Task to carry out:
Please copy each line of the records below that holds the word "params".

Stored records
###

PR #6877, opened 2023-08-16
test(flink): add `TestConf` (without common tests)

deepyaman:
# Development notes

I've split the basic `TestConf` implementation (that can unblock @chloeh13q's work) into a separate PR from trying to resolve all of the common tests.


ibis/backends/flink/__init__.py
```diff
@@ -0,0 +1,280 @@
...
+        self,
+        expr: ir.Expr,
+        params: Mapping[ir.Expr, Any] | None = None,
+        **kwargs: Any,
+    ) -> Any:
+        """Compile an expression."""
+        return super().compile(expr, params=params)  # Discard `limit` and other kwargs.
+
+    def _to_sql(self, expr: ir.Expr, **kwargs: Any) -> str:
+        return str(self.compile(expr, **kwargs))
```
cpcloud, line 135: Does Flink follow a particular SQL dialect? If so, we should use that when generating SQL.

ibis/backends/flink/__init__.py
```diff
@@ -0,0 +1,280 @@
...
+
+    def execute(self, expr: ir.Expr, **kwargs: Any) -> Any:
+        """Execute an expression."""
+        table_expr = expr.as_table()
+        sql = self.compile(table_expr, **kwargs)
+        df = self._t_env.sql_query(sql).to_pandas()
+
+        # TODO: remove the extra conversion
+        return expr.__pandas_result__(table_expr.__pandas_result__(df))
```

###

Answer below:
+        params: Mapping[ir.Expr, Any] | None = None,
+        return super().compile(expr, params=params)  # Discard `limit` and other kwargs.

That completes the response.